In this work, we used RNAseq data to analyze the TLR15 expression levels in different tissues of two holocephalans, C. milii and H. colliei ( Figure 3 ). The patterns differed between species whereby TLR15 is expressed in all tissues of C. milii, with higher expression in gills, spleen, thymus and testis, while it is weakly expressed in H. colliei and only in heart, spleen, kidney and testis ( Figure 3 ). When compared to two constitutively expressed TLR2 and TLR3 genes, TLR15 shows relatively low expression in both holocephalans, but more so in H. colliei (Supplementary Figures 4, 5).

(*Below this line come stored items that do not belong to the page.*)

PR #626, opened 2023-04-12
Auto generate OpSchema for functions | feat(op_schema)

justinchuby:
* #692
* #674
* __->__ #626
* #684

This change adds the capability to auto generate `OpSchema`.

### Changes

- Implement the `opschema` property in `OnnxFunction`
- Test on all torch_lib functions

### Next PR

Support trace_only functions

## Example

```python
from onnxscript.function_libs.torch_aten.ops import core, nn


print("core.aten_abs.opschema: ", core.aten_abs.opschema)

print("nn.aten_cross_entropy_loss.opschema: ", nn.aten_cross_entropy_loss.opschema)
```

Results

```
core.aten_abs.opschema:  OpSchema(
    name='aten_abs',
    domain='onnxscript.atenlib',
    since_version=1,
    doc='abs(Tensor self) -> Tensor',
    type_constraints=[OpSchema.TypeConstraintParam(type_param_str='TReal', allowed_type_strs=['tensor(float)', 'tensor(int8)', 'tensor(int16)', 'tensor(int32)', 'tensor(int64)', 'tensor(float16)', 'tensor(double)', 'tensor(bfloat16)'], description='')],
    inputs=[OpSchema.FormalParameter(name='self', type_str='TReal', description='', param_option=<FormalParameterOption.Single: 0>, is_homogeneous=True, min_arity=1, differentiation_category=<DifferentiationCategory.Unknown: 0>)],
    outputs=[OpSchema.FormalParameter(name='return_val', type_str='TReal', description='', param_option=<FormalParameterOption.Single: 0>, is_homogeneous=True, min_arity=1, differentiation_category=<DifferentiationCategory.Unknown: 0>)],
    attributes={}
)
nn.aten_cross_entropy_loss.opschema:  OpSchema(
    name='aten_cross_entropy_loss',
    domain='onnxscript.atenlib',
    since_version=1,
    doc='cross_entropy_loss(Tensor self, Tensor target, Tensor? weight=None, int reduction=Mean, SymInt ignore_index=-100, float label_smoothing=0.0) -> Tensor',
    type_constraints=[OpSchema.TypeConstraintParam(type_param_str='TFloatOrBFloat16', allowed_type_strs=['tensor(float)', 'tensor(float16)', 'tensor(double)', 'tensor(bfloat16)'], description=''), OpSchema.TypeConstraintParam(type_param_str='T1', allowed_type_strs=['tensor(float)', 'tensor(float16)', 'tensor(double)', 'tensor(bfloat16)'], description='')],
    inputs=[OpSchema.FormalParameter(name='self', type_str='TFloatOrBFloat16', description='', param_option=<FormalParameterOption.Single: 0>, is_homogeneous=True, min_arity=1, differentiation_category=<DifferentiationCategory.Unknown: 0>), OpSchema.FormalParameter(name='weight', type_str='T1', description='', param_option=<FormalParameterOption.Optional: 1>, is_homogeneous=True, min_arity=1, differentiation_category=<DifferentiationCategory.Unknown: 0>)],
    outputs=[OpSchema.FormalParameter(name='result_10', type_str='TFloatOrBFloat16', description='', param_option=<FormalParameterOption.Single: 0>, is_homogeneous=True, min_arity=1, differentiation_category=<DifferentiationCategory.Unknown: 0>)],
    attributes={'ignore_index': OpSchema.Attribute(name='ignore_index', type=<AttrType.INT: 2>, description='', default_value=name: "ignore_index"
i: -100
type: INT
, required=False), 'label_smoothing': OpSchema.Attribute(name='label_smoothing', type=<AttrType.FLOAT: 1>, description='', default_value=name: "label_smoothing"
f: 0.0
type: FLOAT
, required=False), 'reduction': OpSchema.Attribute(name='reduction', type=<AttrType.INT: 2>, description='', default_value=name: "reduction"
i: 1
type: INT
, required=False), 'target': OpSchema.Attribute(name='target', type=<AttrType.INTS: 7>, description='', default_value=, required=True)}
)
```

Fixes https://github.com/microsoft/onnx-script/issues/476


onnxscript/type_annotation.py
```diff
@@ -146,3 +147,52 @@ def get_return_types(typeinfo: type | typing.Sequence[type]) -> typing.Sequence[
     if get_origin(typeinfo) is tuple:
         return get_args(typeinfo)
     return (typeinfo,)
+
+
+def _reduce_type_var_to_union(hint: typing.TypeVar):
+    """Reduce a TypeVar to a Union type on which we can use issubclass to check membership."""
```
gramalingam, line 153: change "Union type" to "type" or "type bound" ? It doesn't always seem to be a "Union" below.

justinchuby:
Example errors 

```
onnxscript/tests/function_libs/torch_aten/ops_correctness_test.py:1436: in test_script_function_has_op_schema
    op_schema = func.opschema
onnxscript/values.py:333: in opschema
    allowed_types=type_annotation.get_supported_input_types(type_),
onnxscript/type_annotation.py:194: in get_supported_input_types
    elif issubclass(tensor_type, pytype):
../../anaconda3/envs/onnx/lib/python3.10/typing.py:997: in __subclasscheck__
    raise TypeError("Subscripted generics cannot be used with"
E   TypeError: Subscripted generics cannot be used with class and instance checks
```

fatcat-z (approved):

fatcat-z:
Please make sure those CI failures have no relations with your changes.

onnxscript/tests/function_libs/torch_aten/ops_correctness_test.py
```diff
@@ -1495,6 +1495,20 @@ def test_script_function_passes_checker(self, _, func_with_wrangler):
...
+        "OpSchema is not writable before ONNX 1.14",
+    )
+    def test_script_function_has_op_schema(self, _, func_with_wrangler):
+        if isinstance(func_with_wrangler, tuple):
+            func = func_with_wrangler[0]
+        else:
+            func = func_with_wrangler
+        op_schema = func.opschema
+        assert op_schema is not None
+        self.assertEqual(op_schema.name, func.name)
```
titaiwangms, line 1510: Is there ONNXFunction with wrangler?

onnxscript/type_annotation.py
justinchuby: Removed the function instead

onnxscript/tests/function_libs/torch_aten/ops_correctness_test.py
justinchuby: That was how we setup the tuple list in test: `Tuple[Tuple[<the function>, <wrangler function>]]

justinchuby:
```
onnxscript/type_annotation_test.py:214: in TypeConversionFunctionsTest
    def test_pytype_to_input_strings(self, _, pytype: Any, expected: list[str]):
```

python3.8 need future annotations

onnxscript/tests/function_libs/torch_aten/ops_correctness_test.py
titaiwangms: Yeah, I was thinking if the goal here is to test all ONNXFunction, we could isinstance(func, ONNXFunction) rather than see if it has wrangler or not.

justinchuby: So this logic is just taking the onnx function out from the tuple. We are testing all onnx functions already I think?

titaiwangms: I misread the whole thing. NVM

onnxscript/values.py
```diff
@@ -271,12 +299,93 @@ def __init__(
...
         self._param_schemas: Optional[tuple[ParamSchema, ...]] = None
+        self._opschema: Optional[onnx.defs.OpSchema] = None
 
     @property
     def name(self):
         """Returns the function name."""
         return self.opname
 
+    @property
+    def opschema(self) -> Optional[onnx.defs.OpSchema]:
```
gramalingam, line 310: Is this being used anywhere yet?

onnxscript/values.py
```diff
@@ -271,12 +299,93 @@ def __init__(
...
+                name=type_annotation.get_type_constraint_name(type_) or name,
+                allowed_types=type_annotation.pytype_to_input_strings(type_),
+            )
+
+        formal_inputs = [
+            onnx.defs.OpSchema.FormalParameter(
+                arg.name,
+                type_to_constraint[arg.typeinfo].name,
+                param_option=onnx.defs.OpSchema.FormalParameterOption.Optional
+                if typing.get_origin(arg.typeinfo) is Union and typing.get_args(arg.typeinfo)
```
gramalingam, line 337: May be worth abstracting this into a function and moving it into `type_annotation`. Doesn't it need to check if `None` is one the values in the union? We may also need to figure out how to distinguish the two kinds of optionals ONNX supports. (That is, extend the type-annotations to allow users to indicate which they intend.)

onnxscript/values.py
```diff
@@ -271,12 +299,93 @@ def __init__(
...
+                is_homogeneous=True,
+            )
+            for arg in function_ir.inputs
+        ]
+        formal_outputs = [
+            onnx.defs.OpSchema.FormalParameter(
+                arg.name,
+                type_to_constraint[arg.typeinfo].name,
+                param_option=onnx.defs.OpSchema.FormalParameterOption.Optional
+                if typing.get_origin(arg.typeinfo) is Union and typing.get_args(arg.typeinfo)
```
gramalingam, line 349: Same as above.

onnxscript/values.py
justinchuby: No. It will be used by the exporter. For now I added tests to make sure all torch_lib functions have opschemas defined

onnxscript/values.py
```diff
@@ -271,12 +299,93 @@ def __init__(
...
+    def opschema(self) -> Optional[onnx.defs.OpSchema]:
+        """Construct an OpSchema from function_ir."""
+        if self._opschema is not None:
+            return self._opschema
+
+        if not _ONNX_OP_SCHEMA_WRITABLE:
+            return None
+
+        function_ir = self.function_ir
+        # Find all distinct types in the inputs and outputs
```
gramalingam, line 319: What's the notion of equality (of types) here? We need to be careful about the following: two parameters of type which is the same TypeVar can be mapped to the same typevar in ONNX. However, Python is more expressive. It allows us to define two parameters of type "Optional[TypeVar[X]]", right? ONNX doesn't allow us to express something like this. This is a partial constraint since, it allows one parameter to be None and the other to be non-None. But if both are non-None, they are expected to be of the same type. We can't say that in ONNX.

justinchuby: Good catch 🤔 Do you have any suggestions? Should we be more relaxed about the optional inputs? Or maybe fix it when we need those scenarios? For now we mostly just handle static optionals

justinchuby:
@gramalingam When is a function not homogeneous?

onnxscript/values.py
justinchuby: Done. Thanks for catching the bug too

onnxscript/values.py
justinchuby: Done

onnxscript/values.py
justinchuby: > We may also need to figure out how to distinguish the two kinds of optionals ONNX supports. (That is, extend the type-annotations to allow users to indicate which they intend.)

Merging to the discussion below

onnxscript/values.py
justinchuby: Sorry the tests were left out for some reason. I added them back

onnxscript/values.py
justinchuby: I will add a comment that points to an issue for refinement in a separate PR.

gramalingam: Ok. I think splitting the logic into the loop here and the utility `get_type_constraint_name` is problematic. One approach would be to combine/integrate both: that is, define a single function that maps a collection of types into a corresponding collection of type-var-name, plus bindings for those type-vars (if needed). Then, it would be able to map use of same python type-variable to the same onnx type-var, while renaming them into unique instances when used as a parameter to some other type-constructor like optional/list.

gramalingam: Or, may be the renaming can be done even with the current split (may be integrating them is not necessary).

justinchuby: I am not following 100%. Could you explain why it's problematic? Or I can chat with you offline

gramalingam: It is problematic for the renaming part, since we would need some state-like mechanism to generate distinct names over several different inputs/outputs. But, on reflection, renaming won't be a perfect solution either. We can't capture the python type-constraint exactly in ONNX (in the problematic case). I was suggesting relaxing the type-constraint instead of tightening the type-constraint. But perhaps the preferable solution is to raise an error and let the use know about the issue.

justinchuby: Currently, the logic is

- TypeVars -> use the name because it is unique for the function.
- Other types -> always create a new name, as intended in the signature
- Optional[TypeVar] -> Trickier: If input is Optional[TypeVar] and output is TypeVar, they are assigned to different type-names but should _sometimes_ be the same like you suggested. If we drop support for dynamic optionals, then we can assign the same name for `Optional[TypeVar]` and `TypeVar`, which is accurate. Nevertheless, assigning a different name for `Optional[TypeVar]` and `TypeVar` is a more relaxed constraint.

justinchuby: I created #696. I am planning to merge this PR and refine based on what falls out from the discussion in the future.

PR #631, opened 2023-04-14
Analyze type annotation for input types | feat(op_schema)

justinchuby:
* #692
* #674
* #626
* #684
* __->__ #631
* #688


onnxscript/type_annotation.py
```diff
@@ -146,3 +147,56 @@ def get_return_types(typeinfo: type | typing.Sequence[type]) -> typing.Sequence[
...
+            supported_types.append(tensor_type.to_string())
+        elif issubclass(tensor_type, pytype):
+            supported_types.append(tensor_type.to_string())
+        # TODO(justinchuby): Handle sequence types
+
+    return supported_types
+
+
+def get_type_constraint_name(pytype: TypeAnnotationValue) -> Optional[str]:
+    pass
```
justinchuby, line 202: TODO

onnxscript/type_annotation_test.py
```diff
@@ -14,7 +14,7 @@
 from onnxscript.tests.common import testutils
 
 
-class TypeAnnotationTester(testutils.TestBase):
+class TypeAnnotationTest(testutils.TestBase):
```
justinchuby, line 17: Revert

onnxscript/type_annotation.py
```diff
@@ -146,3 +164,102 @@ def get_return_types(typeinfo: type | typing.Sequence[type]) -> typing.Sequence[
     if get_origin(typeinfo) is tuple:
         return get_args(typeinfo)
     return (typeinfo,)
+
+
+# A sorted list of all type strings used in an OpSchema
+ALL_TYPE_STRINGS = (
```
fatcat-z, line 170: Duplicated code?

onnxscript/type_annotation.py
```diff
@@ -146,3 +164,102 @@ def get_return_types(typeinfo: type | typing.Sequence[type]) -> typing.Sequence[
...
+        pytype: A type annotation.
+
+    Returns:
+        A list of all supported input types for the given type annotation.
+        Ensures that the list is sorted in the same order as ALL_TYPE_STRINGS.
+    """
+    if pytype is None:
+        return list(ALL_TYPE_STRINGS)
+    if pytype is type(None):
+        return list(ALL_TYPE_STRINGS)
```
titaiwangms, line 201: Why would we see NoneType as all type? Looks like we prefer NoneType to wrong type.

titaiwangms: Is it for custom functions?

onnxscript/type_annotation.py
```diff
@@ -146,3 +164,102 @@ def get_return_types(typeinfo: type | typing.Sequence[type]) -> typing.Sequence[
...
+    if typing.get_origin(pytype) is Union:
+        subtypes = typing.get_args(pytype)
+        if len(subtypes) == 2 and type(None) in subtypes:
+            for subtype in subtypes:
+                if isinstance(subtype, TypeVar):
+                    return f"Optional_{subtype.__name__}"
+    if typing.get_origin(pytype) in _LIST_CONSTRUCTORS:
+        subtypes = typing.get_args(pytype)
+        if len(subtypes) == 1 and isinstance(subtypes[0], TypeVar):
+            return f"Sequence_{get_type_constraint_name(subtypes[0])}"
```
gramalingam, line 264: Nit: make lines 260 and 264 consistent? Either use recursive call in both places or neither? Recursion may be better in case the function is further refined in the future. Perhaps
```py
type_param_name = get_type_constraint_name(subtypes[0])
return None if type_param_name is None else "Sequence_" + type_param_name
```

onnxscript/type_annotation.py
```diff
@@ -146,3 +164,102 @@ def get_return_types(typeinfo: type | typing.Sequence[type]) -> typing.Sequence[
...
+        return pytype.__name__
+    if typing.get_origin(pytype) is Union:
+        subtypes = typing.get_args(pytype)
+        if len(subtypes) == 2 and type(None) in subtypes:
+            for subtype in subtypes:
+                if isinstance(subtype, TypeVar):
+                    return f"Optional_{subtype.__name__}"
+    if typing.get_origin(pytype) in _LIST_CONSTRUCTORS:
+        subtypes = typing.get_args(pytype)
+        if len(subtypes) == 1 and isinstance(subtypes[0], TypeVar):
```
gramalingam, line 263: minor point/question: Should `len(subtypes) == 1` be an assert?

onnxscript/type_annotation.py
```diff
@@ -146,3 +164,102 @@ def get_return_types(typeinfo: type | typing.Sequence[type]) -> typing.Sequence[
...
+        - Prefixes the name with "Sequence_" if the type annotation is a Sequence[].
+        - Returns None if the type annotation does not have a type constraint.
+    """
+    if isinstance(pytype, TypeVar):
+        return pytype.__name__
+    if typing.get_origin(pytype) is Union:
+        subtypes = typing.get_args(pytype)
+        if len(subtypes) == 2 and type(None) in subtypes:
+            for subtype in subtypes:
+                if isinstance(subtype, TypeVar):
```
gramalingam, line 259: May be changing to `subtype is not type(None)` with a recursive call (see discussion below) would be better. Eg., what if we want to use `Optional[List[...]]` ?

onnxscript/type_annotation.py
```diff
@@ -146,3 +164,102 @@ def get_return_types(typeinfo: type | typing.Sequence[type]) -> typing.Sequence[
...
+            return pytype_to_input_strings(Union.__getitem__(constraints))
+        bound = pytype.__bound__
+        if bound is None:
+            return list(ALL_TYPE_STRINGS)
+        return pytype_to_input_strings(bound)
+    if typing.get_origin(pytype) is Union:
+        options = []
+        subtypes = typing.get_args(pytype)
+        # A None type in a Union is equivalent to an optional type
+        is_optional = any(subtype is type(None) for subtype in subtypes)
```
gramalingam, line 220: We need some annotation to distinguish the two kinds of optionals ONNX supports.

onnxscript/type_annotation.py
justinchuby: Good catch thanks

onnxscript/type_annotation.py
justinchuby: Does `ALL_TENSOR_TYPE_STRINGS` sound good to you? That's more what's intended

justinchuby: > Why would we see NoneType as all type? Looks like we prefer NoneType to wrong type.

When a parameter is not annotated at all, we get NoneType but it will be treated as a tensor (actually, do we just get None? I will remove NoneType to see what happens)

onnxscript/type_annotation.py
justinchuby: I didn't want the code to abort so I was more relaxed in checking the cases

onnxscript/type_annotation.py
justinchuby: For now I am just mentally treating everything to be static optional. Any suggestions?

onnxscript/type_annotation.py
justinchuby: Removed

onnxscript/type_annotation.py
```diff
@@ -59,7 +77,7 @@ def _is_primitive_attr_type(typeinfo: TypeAnnotationValue) -> bool:
 
 def pytype_to_attrtype(
     pytype: TypeAnnotationValue,
-) -> onnx.AttributeProto.AttributeType:
+) -> typing.Optional[onnx.AttributeProto.AttributeType]:
```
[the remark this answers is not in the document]
justinchuby: Updated

onnxscript/type_annotation.py
justinchuby: Updated

onnxscript/type_annotation.py
justinchuby: Done. PTAL

onnxscript/type_annotation.py
```diff
@@ -143,6 +166,85 @@ def get_return_types(typeinfo: type | typing.Sequence[type]) -> typing.Sequence[
...
     if isinstance(typeinfo, typing.Sequence):
         return typeinfo
-    if get_origin(typeinfo) is tuple:
-        return get_args(typeinfo)
+    if typing.get_origin(typeinfo) is tuple:
+        return typing.get_args(typeinfo)
     return (typeinfo,)
+
+
+def pytype_to_input_strings(pytype: TypeAnnotationValue) -> list[str]:
```
gramalingam, line 174: nit: perhaps `pytype_to_type_strings` would be a better name.

onnxscript/type_annotation.py
```diff
@@ -143,6 +166,85 @@ def get_return_types(typeinfo: type | typing.Sequence[type]) -> typing.Sequence[
...
+    """Returns a list of all supported input types in string representation for a given type annotation.
```
gramalingam, line 175: Nit: maybe `Returns a list of type-strings corresponding to a given type annotation`? It could represent even an output-type, not just input-type.

onnxscript/type_annotation.py
justinchuby: Removed.

onnxscript/type_annotation.py
justinchuby: Done

onnxscript/type_annotation.py
justinchuby: Done

gramalingam (approved):
I think your latest changes have probably not been pushed yet!

justinchuby:
> I think your latest changes have probably not been pushed yet!

Yes. ghstack is trying to push 6 changes and it was rejected by github because of our repo settings. Could you help relax that limit?

onnxscript/type_annotation.py
```diff
@@ -43,13 +43,31 @@
 
 _LIST_CONSTRUCTORS = frozenset([list, typing.List, typing.Sequence, collections.abc.Sequence])
 
+# A sorted list of all type strings used in an OpSchema
+ALL_TENSOR_TYPE_STRINGS = (
```
BowenBao, line 47: nit: must this be hardcoded?

onnxscript/type_annotation.py
```diff
@@ -143,6 +166,85 @@ def get_return_types(typeinfo: type | typing.Sequence[type]) -> typing.Sequence[
...
+        # Remove duplicates
+        return sorted(set(options))
+    if typing.get_origin(pytype) in _LIST_CONSTRUCTORS:
+        subtypes = typing.get_args(pytype)
+        return [f"seq({s})" for s in pytype_to_input_strings(subtypes[0])]
+
+    raise ValueError(f"Unsupported type: {pytype}")
+
+
+def get_type_constraint_name(pytype: TypeAnnotationValue) -> Optional[str]:
```
BowenBao, line 225: When is this function used/useful?

BowenBao (approved):
Non-blocking minor comments/questions.

onnxscript/type_annotation.py
justinchuby: It’s used for converting Python function signatures into onnx type constraints. The tests show usage. You can find actual usage in #626 and #674

onnxscript/type_annotation.py
justinchuby: Not sure where else we can find it?

gramalingam: I guess you could compute it by iterating over [tensor_type_registry](https://github.com/microsoft/onnxscript/blob/eb58e24b81b84c1a1d54a66deca6c8ebba8576e4/onnxscript/onnx_types.py#L35) ... it would be convenient to have the `to_string` method defined in one of the other PRs.

gramalingam: But do you want the 8-bit floats included in this?

justinchuby: Done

Here, we searched for signatures of selection in the functional TLR15 proteins using the corresponding nucleotide sequences from three birds, three crocodilians, four squamate reptiles, two lungfishes and four holocephalans. Our results detected 7 sites under positive selection and 292 sites under negative selection ( Supplementary Tables 2 , 3 , respectively, and Supplementary Figure 1 ). From the 7 positively selected codons (PSC), six are located in the ectodomain. In turn, from de 292 sites under negative selection, 85 sites were detected in the TIR domain, 21 sites were in the C-terminus region and 75 sites were detected on the ECD, specifically in the LRR motifs. With the exception of LRR3 (no sites under selection), all LRR motifs are under negative pressure, with LRR18 exhibiting the highest number of sites under negative selection (7 sites).